> Task brief: Below are the records; restate word for word the lines from the first through the one containing "runtime will be", and only those.

__________________________________________________

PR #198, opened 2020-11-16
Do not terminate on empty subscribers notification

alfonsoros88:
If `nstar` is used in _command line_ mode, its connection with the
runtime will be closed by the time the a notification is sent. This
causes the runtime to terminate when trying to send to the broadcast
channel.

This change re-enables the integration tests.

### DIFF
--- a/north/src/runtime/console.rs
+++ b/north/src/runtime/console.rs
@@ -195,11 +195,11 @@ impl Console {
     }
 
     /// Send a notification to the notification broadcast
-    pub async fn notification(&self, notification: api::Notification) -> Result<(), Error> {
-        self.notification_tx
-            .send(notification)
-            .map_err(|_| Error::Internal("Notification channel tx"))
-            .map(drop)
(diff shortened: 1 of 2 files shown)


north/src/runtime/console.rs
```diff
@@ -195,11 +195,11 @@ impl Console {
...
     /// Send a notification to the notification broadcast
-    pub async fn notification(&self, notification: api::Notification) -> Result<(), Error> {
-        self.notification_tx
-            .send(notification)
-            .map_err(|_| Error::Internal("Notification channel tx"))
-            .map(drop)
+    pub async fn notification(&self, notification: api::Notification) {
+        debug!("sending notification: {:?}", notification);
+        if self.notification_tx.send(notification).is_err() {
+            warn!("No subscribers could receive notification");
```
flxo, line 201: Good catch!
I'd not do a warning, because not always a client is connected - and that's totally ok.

__________________________________________________

> Answer space:
PR #198, opened 2020-11-16
Do not terminate on empty subscribers notification

alfonsoros88:
If `nstar` is used in _command line_ mode, its connection with the
runtime will be closed by the time the a notification is sent. This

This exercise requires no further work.